After completing this recipe you will have:

• A full inventory of every application and service principal matching the vendor's name prefix
• All selected service principals deleted from Entra ID (revoking their tokens and permissions)
• All related App Registrations deleted (preventing re-instantiation)
• Graph API audit entries for each deletion, suitable for compliance evidence

⚠️ Before you delete

• Deletion is soft for 30 days. App registrations and service principals move to the deleted items container and can be restored via /directory/deletedItems. After 30 days deletion is permanent.
• Active dependencies break immediately. If any workflow, Conditional Access policy, app role assignment, or automation authenticates as or to this app, it will fail the moment the service principal is deleted.
• Check for secrets and certificates on the App Registration before deletion — if the app holds keys used elsewhere, revoke them at the consuming system first.
• Filter carefully.
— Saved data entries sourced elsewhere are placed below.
PR #1918, opened 2016-09-14
[WIP] Makes top of state pages look scrollable. We hope.

### LINKED ISSUE #1868: Sticky-sidenav pp: Consider renaming "Overview" to "Top" (& bug fix)
Since there is no "Overview" header — and this links back to the top of the page — I think "Top" might be more clear to users wherever we have the sticky sidenav. Agree?

Also, bug: the link doesn't currently take the user all the way back to the top of the page.

@coreycaitlin @meiqimichelle @gemfarmer

meiqimichelle:
For #1612

Also fixes #1868 by double-checking that all nav items say the same thing for the first entry (top) and that they all anchor link somewhere reasonable.

Also also adds legend to explore home.

[:sunglasses: PREVIEW](https://federalist.18f.gov/preview/18F/doi-extractives-data/will-they-scroll/explore)

screenshot 2016-09-13 21 26 56

@gemfarmer is there a way to make the padding under the states smaller (now that there's a background color, this is more obvious)

/cc @ericronne

### DIFF
--- a/_includes/location/section-overview.html
+++ b/_includes/location/section-overview.html
@@ -1,6 +1,10 @@
-<section id="overview">
+<section class="state-pages-top">
 
   <section class="container">
+    
+    <div class="state-pages-ownership">
+      {% include location/section-ownership.html %}
+    </div>
 
     <!-- Includes the GDP percentage, then outputs employment percentage if it's over 2%.-->
     <p>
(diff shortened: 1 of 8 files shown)


ericronne:
I think this is definitely more user friendly. We can probably make the state one column(?) narrower / smaller, and do a couple other cleanups, but this feels like the right direction to me. Will deal with that other stuff in an issue or pairing!

Issue #1748, opened 2016-08-16
Chart and map bugs in ffx


meiqimichelle:
when the default year has "no data":
<img width="790" alt="screenshot 2016-08-16 10 49 45" src="https://cloud.githubusercontent.com/assets/4827522/17705806/55abb23e-639f-11e6-8977-e62d94462281.png">

meiqimichelle:
We won't know if the above issue is solved until we fix this other issue, which is that the charts aren't working in FFx right now.
<img width="742" alt="screenshot 2016-09-12 15 56 20" src="https://cloud.githubusercontent.com/assets/4827522/18455870/7e56e8f8-7901-11e6-9cf8-f31cefa92b19.png">

meiqimichelle:
Tooltips are also not showing up. The custom element code isn't even running. So, maybe all these issues are related to something in Ffx not recognizing custom elements.

![screenshot 2016-09-14 09 56 06](https://cloud.githubusercontent.com/assets/4827522/18521620/a3f4a3a0-7a61-11e6-96c8-dc2faf96cf9c.png)

shawnbot:
Oof. Firefox appears to be throwing an error inside [d3-svg-legend](https://github.com/susielu/d3-legend), specifically [here](https://github.com/susielu/d3-legend/blob/c02f50490c28bd4906c97e0c77adfb06ffe858ef/src/color.js#L53). I _think_ what's happening is that we're trying to access a `text` node inside a linked SVG and that's throwing an error because Firefox has more restrictive cross-origin rules than Chrome?

PR #1921, opened 2016-09-14
Map tooltips

gemfarmer:
Fixes issue(s) #1520 

[:sunglasses: PREVIEW](https://federalist.18f.gov/preview/18F/doi-extractives-data/map-tooltips/explore/)

- adds an `eiti-tooltip` component to be used in conjunction with the `<title>` element

`eiti-tooltip` can be used like so: `<title is="eiti-tooltip">` and supports `desc` and `alt` attributes.

`desc`: text to be displayed
`alt`: applied to the `aria-label` attribute on the tooltip

Enhancement possibility: make tooltips clickable. Add `href` attribute support

/cc @shawnbot  @ericronne

### DIFF
--- a/_includes/maps/offshore-regions.html
+++ b/_includes/maps/offshore-regions.html
@@ -4,7 +4,8 @@
   <g class="state offshore-area feature" fill><!--- FIXME: nix fill attribute -->
     <title is="eiti-tooltip"
            desc="{{ region.title }}"
-           alt="{{ region.title }}"></title>
+           alt="{{ region.title }}"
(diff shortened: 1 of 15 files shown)


meiqimichelle:
The tooltips aren't working in Ffx. Pulled that out into the existing Ffx bug issue because it might be the same thing. #1748 .

gemfarmer:
@shawnbot @ericronne @meiqimichelle now works on 🔥 🐺

gemfarmer:
Also, the hound warnings are old. The grievances it is voicing are not real.

meiqimichelle:
😄 I will review once Federalist builds! 🎉

PR #1934, opened 2016-09-14
Tooltip follow up

gemfarmer:
[:sunglasses: PREVIEW](https://federalist.18f.gov/preview/18F/doi-extractives-data/tooltip-followup/)

- commented out additional tab tiles on homepage
- added a tooltip offset that limits the amount of flashing that people see when they rapidly change states
- fixes bug that was preventing the tooltip from hiding when exiting the svg

/cc @meiqimichelle

### DIFF
--- a/index.html
+++ b/index.html
@@ -76,7 +76,7 @@ selector: location
       </aside>
     </section> -->
 
-    <section class="eiti-tab-panel explore_home-main" id="production" role="tabpanel" aria-hidden="true">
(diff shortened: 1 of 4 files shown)


meiqimichelle:
I'm not sure the 'hiding when exiting svg' is working -- on my end, the tooltip still hangs out even when I mouse-off the map. But! The rest looks great, merging. I won't delete the branch in case you want to continue work on that tho.

Issue #1938, opened 2016-09-14
Visual bug: Sticky nav positioned too low on Explore main page


ericronne:
## Expected Behavior
![image](https://cloud.githubusercontent.com/assets/9259185/18532261/b6167f42-7aa0-11e6-8716-d342c13f687f.png)

## Actual Behavior
![image](https://cloud.githubusercontent.com/assets/9259185/18532256/a11e2630-7aa0-11e6-8756-1db7bdaf3960.png)

## Steps to reproduce the behavior
Visit page, scroll a bit...

@meiqimichelle @gemfarmer

meiqimichelle:
Closed with #1951.

PR #1951, opened 2016-09-15
Map polish follow up

gemfarmer:
Fixes issue(s) #1938, other assorted issues

[:sunglasses: PREVIEW](https://federalist.18f.gov/preview/18F/doi-extractives-data/homepage-map-polish-followup/)

- center-aligned map legend on explore and homepage
- Updated the selector to include 'Nationwide data' as an option, default option
- addressed #1938

/cc @ericronne @coreycaitlin

### DIFF
--- a/index.html
+++ b/index.html
@@ -28,7 +28,7 @@ selector: location
         Explore production, revenue, and economic impact data for each state, as well as additional contextual information and data about three states that chose to participate in deeper USEITI reporting: <a href="{{ site.baseurl }}/explore/AK/">Alaska</a>, <a href="{{ site.baseurl }}/explore/MT/">Montana</a>, and <a href="{{ site.baseurl }}/explore/WY/">Wyoming</a>.
       </p>
       <figcaption class="state_pages-select">
-        <label for="location-selector">Choose one to a location to explore USEITI data:</label>
+        <label for="location-selector">Choose a location to explore USEITI data:</label>
         {% include selector.html
            nationwide = true
            nationwide_url = '/explore/'
--- a/index.html
+++ b/index.html
@@ -28,12 +28,12 @@ selector: location
         Explore production, revenue, and economic impact data for each state, as well as additional contextual information and data about three states that chose to participate in deeper USEITI reporting: <a href="{{ site.baseurl }}/explore/AK/">Alaska</a>, <a href="{{ site.baseurl }}/explore/MT/">Montana</a>, and <a href="{{ site.baseurl }}/explore/WY/">Wyoming</a>.
       </p>
       <figcaption class="state_pages-select">
-        <label for="location-selector">Explore data</label>
+        <label for="location-selector">Choose one to a location to explore USEITI data:</label>
         {% include selector.html
            nationwide = true
            nationwide_url = '/explore/'
            nationwide_title = 'Nationwide data'
-           default = 'Choose one (COREY???)'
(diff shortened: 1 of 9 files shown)


index.html
```diff
@@ -23,14 +23,18 @@ <h3 class="ribbon-hero-description-light">
...
       </p>
       <figcaption class="state_pages-select">
-        <label for="location-selector">Choose a state or offshore region</label>
-        {% include selector.html %}
+        <label for="location-selector">Explore data</label>
+        {% include selector.html
+           nationwide = true
+           nationwide_url = '/explore/'
+           nationwide_title = 'Nationwide data'
+           default = 'Choose one (COREY???)'
```
gemfarmer: @coreycaitlin we were struggling to pick a default set of text here. To be consistent with the previous layout, we would want `Choose a state or offshore region`, but the width of the selector doesn't fully accommodate that text. Any ideas for how to succinctly communicate what people can select?

meiqimichelle:
Woot! As soon as we get words from Corey, we're good to go here, methinks!

index.html
coreycaitlin: I did this:

screen shot 2016-09-15 at 10 25 30 am

coreycaitlin:
I'm seeing weird padding on the explore/national page still @gemfarmer

ericronne:
@coreycaitlin let's chat! ;)

gemfarmer:
@coreycaitlin where is the padding weirdness?

gemfarmer:
Also, I like the new wording!

coreycaitlin:
@gemfarmer Here's the weirdness:

screen shot 2016-09-15 at 10 49 01 am

gemfarmer:
@coreycaitlin oi!

gemfarmer:
@coreycaitlin how about now?!

ericronne:
@coreycaitlin thanks 👍 

Digging the top label, but "state or offshore region" feels a little long to me. Also it isn't technically accurate, right? (Since you could also choose national data.) I wanted to simply show "Nationwide data" as the default, but i think that's cumbersome to code (and a little odd from an interaction standpoint). Any more general option we could drop in there?

coreycaitlin:
@ericronne Here are a few of the options I considered:

- `National, state, or offshore` — way too long and somehow more confusing?
- `Choose a state or offshore region` — way too long, but yay verb!
- `Location` or `Choose location` — technically accurate, but it feels pretty cryptic; "location" is another layer of abstraction up, and doesn't tell people what they can expect to see in the list
- `State or offshore region` — not technically _quite_ right, since "nationwide" is also in the list, but it felt least bad because it tells people what to expect; since "nationwide" is first, I'm not too worried about people missing it if they do click

My priorities here are:

- Getting verbs ("choose" and "explore") into either the label or the default
- Telling people what to expect when they click (i.e. a list of states and offshore regions, mostly)
- Brevity

I think either `Choose location` or `State or offshore region` could work; if we go with `Choose location` I'll to re-write the content immediately above to remove "location."

ericronne:
You are a killer content designer. Just sayin.

Loving "Choose location"
Could it be as simple as "Explore data" / "Choose location"??

ericronne:
@coreycaitlin also if you dig in there to make updates, could you enlarge the first label ("Explore data:" or wherever we land) to 1rem? thx!

Issue #1947, opened 2016-09-15
Bug: missing values in 'other revenue' for oil and gas


meiqimichelle:
There are a few more lines of data that should be summing in the far right Oil & Gas line in the megachart under 'Other revenue'. This image is from Wyoming, I'm talking about the -$20,886,037 number. We think this is only an issue on our onshore data.
![screenshot 2016-09-15 08 41 46](https://cloud.githubusercontent.com/assets/4827522/18556527/65a4b1f2-7b20-11e6-9788-f80e3fa88543.png)

Right now, it only includes other revenues for "Oil & Gas". There are lines in the data for other revenues "NGL" "Gas" and "Oil". They don't need to be broken out like we do in the 'during production' phase, but we should sum them so that total includes them. This will make the right side of the megachart add up correctly.

Side note: the bottom total (on Wyoming, the -$15,382,656 value) is correct as-is.

meiqimichelle:
ie, here's some of the relevant data:
![screenshot 2016-09-15 10 24 34](https://cloud.githubusercontent.com/assets/4827522/18560050/c6ad4d84-7b2e-11e6-9125-76754f1355d9.png)

We're pulling in Other Revenues that have a commodity type 'Oil and Gas', but not pulling in Other Revenues that have any other commodity type.

gemfarmer:
`Other revenue` should manually sum values for Oil, Gas, and NGL like it is being done in the During Production column IN ADDITION to adding the values for Other  Revenues.

shawnbot:
I'm still seeing the $20m number [in Wyoming](https://federalist.18f.gov/preview/18F/doi-extractives-data/megachart-bug-killing-spree/explore/WY/#federal-revenue), but the math checks out:

![image](https://cloud.githubusercontent.com/assets/113896/18574432/d5072f50-7b81-11e6-9ee4-b6e8877f1765.png)

#1957 is merged, but I'll leave this open until somebody else can confirm that it's fixed.

gemfarmer:
@shawnbot the $20m number is still there, but slightly different

OLD: `-$20,886,037 `
NEW: `-$20,887,881`

meiqimichelle:
This looks good, except for some offshore values which are now tracked in #1950.

Issue #1871, opened 2016-09-08
Revenue by type: Civil Penalties


gemfarmer:
Extra work from #1770 

The revenue megachart should have a Civil Penalties revenue type. Need to determine if we are using the correct data for offshore, because our offshore.tsv file currently does not have a Civil Penalties type.

cc @mentastc @meiqimichelle @shawnbot

meiqimichelle:
For offshore, we were missing royalties from other products. We need to add them back in, and list the product types like we do with 'hardrock minerals' on onshore.

Other Products
---------------------
Sulfer $xxxxxx
Salt $xxxxxx

meiqimichelle:
Ok! It turns out, we're talking about two numbers. We have a 'civil penalties' value, and a 'other revenues' that aren't linked to commodities value for 2015 that should be called out in the national revenues megachart, somewhat near the far bottom right column, ie:

![screenshot 2016-09-08 12 28 58](https://cloud.githubusercontent.com/assets/4827522/18363724/1c944168-75c0-11e6-9ecc-b3c540ca5c91.png)

meiqimichelle:
The values for 2015 are:

Civil penalties: $8,035,048.31 
Other revenues: $347,350.54

meiqimichelle:
This is the proper civil penalties file that should be included:
[EITI CY Civil Penalties and Other Revenues not tied to lease.xlsx](https://github.com/18F/doi-extractives-data/files/473251/EITI.CY.Civil.Penalties.and.Other.Revenues.not.tied.to.lease.xlsx)

gemfarmer:
Inspection Fees is in the sqlite database, but not in the yml outputs. Need to figure out how we are handling Inspection Fee, Other Revenues, and Civil Penalties before we add it to the yml.

gemfarmer:
* copy:  `Includes civil penalties, offshore inspection fees, and other revenues that are not categorized by commodity or location.`

gemfarmer:
Asterisk copy will go in the Other Revenue x All Commodities cell. The number will, as the copy suggests, include 2015 civil penalties, 2015 "other revenues" (both in the spreadsheet above), and the offshore inspection fees that are already in the sqlite db.

gemfarmer:
Can find Inspection Fees at `_data/offshore_revenue_areas/None.yml`

shawnbot:
[...]

Issue #1973, opened 2016-09-16
Bug: offshore 'all commodities' bar chart total is not correct


meiqimichelle:
On the offshore pages, the total under the bar chart is actually royalties instead of the all-revenue-streams total. ie, in this image, it should be the $4... number, not the $3... number. 

![pasted image at 2016_09_16 10_09 am](https://cloud.githubusercontent.com/assets/4827522/18591876/5221f904-7be9-11e6-9ba5-0ad562ea5a32.png)

meiqimichelle:
Looking further -- the All Commodities bar chart total on all our offshore areas aren't correct, thought they seem to be incorrect in different ways (ie, the others don't seem to be pulling royalties, but not sure what they're doing).

gemfarmer:
Another issue: The Civil Penalties figures didn't make it into the national All Commodities bar chart. For more detail, see https://github.com/18F/doi-extractives-data/pull/1977#issuecomment-247721503

gemfarmer:
Notes on this one. 

The issue here is that we have two different values for the national revenue rollups: `$7,507,964,282` and `$7,499,581,883`.

The difference between the two is `$8,382,399`, which is exactly the sum of Civil Penalties (`$8,035,048`)  and Other Revenues (`$347,351`), both of which were recently added. 

When we look at the sqlite queries, it paints a helpful picture. See that None|All line?? 😍 
```
sqlite> select * from regional_revenue_type where commodity = 'None' and year = '2015';
2015|None|All|8382398.85
2015|None|All|52239171.25
2015|None|Civil Penalties|8035048.31
2015|None|Inspection Fees|52239171.25
2015|None|Other Revenues|347350.54
```

Unfortunately, that sweet, sweet number didn't make it into the `regional_revenue` table _or_ the `national_revenue` table:

```
sqlite> select year, sum(revenue) as revenue from national_revenue where commodity != 'All' and year == '2015';
2015|7499581882.93
sqlite> select year, sum(revenue) as revenue from regional_revenue where commodity != 'All' and year == '2015';
sqlite> select * from regional_revenue where commodity = 'None' and year = '2015';
2015|None|None|offshore|52239171.25
```

So there's the mission: Get Civil Penalties and Other Revenues into the `regional_revenue` table (which creates the `national_revenue` table)!

meiqimichelle:
Yaaaay!

meiqimichelle:
Closed with #1998

PR #1977, opened 2016-09-16
Megachart data

gemfarmer:
Fixes issue(s) #1947, #1871 

[CircleCI](https://circleci.com/gh/18F/doi-extractives-data/tree/megachart-bug-killing-spree)

[:sunglasses: PREVIEW](https://federalist.18f.gov/preview/18F/doi-extractives-data/megachart-bug-killing-spree/)

- #1871  – Civil Penalties
- #1947 - Follow up oil gas funkiness
- added asterisk, note in other revenues national revenue by type
- added Easement and Right of Way data into the offshore revenue regional rollups

/cc @meiqimichelle


test/data/revenue.js
```diff
@@ -117,62 +124,111 @@ describe('revenues by type', function() {
...
+      };
+
+      loadPivot(pivotSource, function(error, rows) {
+        rows.forEach(testRow);
+        done();
+      });
+
+
+    });
+  })
```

The Graph $filter operator does not support contains() on displayName. Use startswith() or fetch and filter client-side. A too-broad startswith() (e.g. startswith(displayName,'S')) can return hundreds of unrelated apps.
• Microsoft-owned first-party service principals (e.g. Microsoft Graph, Office 365 SharePoint Online) cannot and should not be deleted, even if they match your filter.
• Delete order matters only loosely: deleting the App Registration automatically cascades to its home-tenant service principal, but multi-tenant service principals in your directory must be deleted separately.